Tahun 2017, di masa Donald Trump, AS sempat menarik diri dari kesepakatan internasional itu. Trump yang mendukung industri batubara beranggapan, kesepakatan untuk menekan kenaikan suhu global di bawah 2 derajat celsius dibandingkan masa pra-industri dan membatasi peningkatan suhu pada 1,5 derajat celsius merugikan ekonomi AS.
Perubahan iklim dipicu oleh aktivitas manusia, terutama pembakaran bahan bakar fosil, seperti minyak dan batubara. Hal ini meningkatkan gas rumah kaca yang memerangkap panas di atmosfer bumi sehingga terjadi pemanasan global.

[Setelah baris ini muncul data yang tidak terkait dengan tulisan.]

PR #2077, opened 2023-08-29
bugfix: fix error judgement on splitCache

luo-occ:
## fix the bug of path judgement

inner function of splitCache has error when judging descendant node

```
node1.path='a/1'
node2.path='a/10'

nodes2.path.indexOf(node1) === 0 // true
// then it will assume node2 is the child of node1, which is not expected

```
## fix solution

add additional judgement of path that contains '/'

### DIFF
--- a/packages/mobx-state-tree/src/core/node/identifier-cache.ts
+++ b/packages/mobx-state-tree/src/core/node/identifier-cache.ts
@@ -71,10 +71,11 @@ export class IdentifierCache {
     splitCache(node: AnyObjectNode): IdentifierCache {
         const res = new IdentifierCache()
         const basePath = node.path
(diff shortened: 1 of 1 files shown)


chakrihacker:
Hey @luo-occ Can you provide an example repro for the issue??

coolsoftwaretyler:
Thanks for the PR @luo-occ, and I'm sorry for any confusion, I think this is actually closed by https://github.com/mobxjs/mobx-state-tree/pull/2054, which had a corresponding issue of https://github.com/mobxjs/mobx-state-tree/issues/2053.

I'm going to close this out because I think we're all good on this, but let me know if the issue persists in versions past 5.2.0, please!

PR #2084, opened 2023-09-16
perf: use map instead of weak map

BrianHung:

Uses map instead of weakmap for running actions. Each call has a unique id, so the memory overhead of a weakmap is not needed.

### DIFF
--- a/packages/mobx-state-tree/__tests__/core/actionTrackingMiddleware2.test.ts
+++ b/packages/mobx-state-tree/__tests__/core/actionTrackingMiddleware2.test.ts
@@ -237,3 +237,201 @@ test("#1250", async () => {
     expect(calls).toEqual(["setX (21) <- (undefined) - onFinish (error: false)"])
     calls.length = 0
 })
+
+/**
+ * Test that when createActionTrackingMiddleware2 is called with valid hooks and a synchronous action, it runs onStart and onFinish hooks.
+ */
+test("successful execution", () => {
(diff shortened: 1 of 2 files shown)


coolsoftwaretyler:
Hey @BrianHung - I'm sorry I didn't see this before. I've been really busy at work + I don't seem to get notifications for PRs in this repo? I'm going to turn on my notifications + get around to reviewing this and many of the other open PRs. Sorry to leave you hanging, and thanks for your patience!

BrianHung:
No worries! I always use patch package to use my PRs locally so don’t rush.

coolsoftwaretyler:
Hey @BrianHung - as with the other PRs, would you mind adding a few tests around this, even if we already have some? Looks like we have a test file in `packages/mobx-state-tree/__tests__/core/actionTrackingMiddleware2.test.ts` - it would be great to add coverage or some redundant tests that make sense or are related to this change.

Thanks!

coolsoftwaretyler:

Pada Desember 2020, Organisasi Meteorologi Dunia (WMO) melaporkan, suhu bumi sudah naik 1,2 derajat celsius dibandingkan era pra-industri.
Perubahan iklim serta pemanasan global meningkatkan badai, curah hujan, banjir, kemarau panjang dan kekeringan, kebakaran hutan, dan pencairan es.
Temuan dari penelitian cuaca ekstrem tahun 2018 yang dipublikasikan di Bulletin of the American Meteorological Society menunjukkan peningkatan intensitas dan frekuensi gelombang panas di Asia timur laut serta Eropa Selatan pada tahun itu. Sebaliknya, terjadi cuaca dingin ekstrem di bagian bumi lain, seperti di Inggris. Perubahan iklim serta pemanasan global juga meningkatkan badai, curah hujan, banjir, kemarau panjang dan kekeringan, kebakaran hutan, sdan pencairan es yang pada gilirannya menambah tinggi muka laut sehingga menenggelamkan pulau-pulau kecil dan daratan yang rendah.
Untuk mencegah kerusakan bumi lebih jauh, ditetapkan target penurunan emisi karbon tahun 2030 sebesar 40 persen. Sejumlah negara, terutama di Eropa, menetapkan target lebih ambisius, 60 persen.
Menilik hal itu, target penurunan emisi karbon Indonesia yang 29 persen pada 2030 terasa rendah. Untuk mencapai itu pun Indonesia harus berjuang sangat keras mencegah deforestasi dan kebakaran hutan serta lahan.
Indonesia juga masih bergantung pada minyak dan batubara untuk memenuhi kebutuhan energi. Pengembangan energi terbarukan masih jauh dari harapan. Penggunaan batubara masih sangat jamak, limbahnya sangat mengganggu penduduk di sekitar pembangkit listrik tenaga uap. Karena itu, Indonesia harus mempercepat transisi menuju pembangunan rendah karbon. Hal itu penting dan mendesak untuk mencegah berbagai bencana hidrometeorologi (banjir, tanah longsor, dan kekeringan) serta kebakaran hutan yang terus mendera.
Presiden AS Joe Biden telah mengundang 40 kepala negara, termasuk Presiden China Xi Jinping dan Presiden Rusia Vladimir Putin, untuk menghadiri Konferensi Tingkat Tinggi (KTT) Perubahan Iklim, 22-23 April 2021. Pertemuan virtual yang diselenggarakan pada Hari Bumi itu juga akan dihadiri Presiden RI Joko Widodo. Dunia berharap KTT bisa menghasilkan langkah lebih konkret untuk mencapai target penurunan emisi karbon dan melindungi bumi, tempat kita hidup bersama.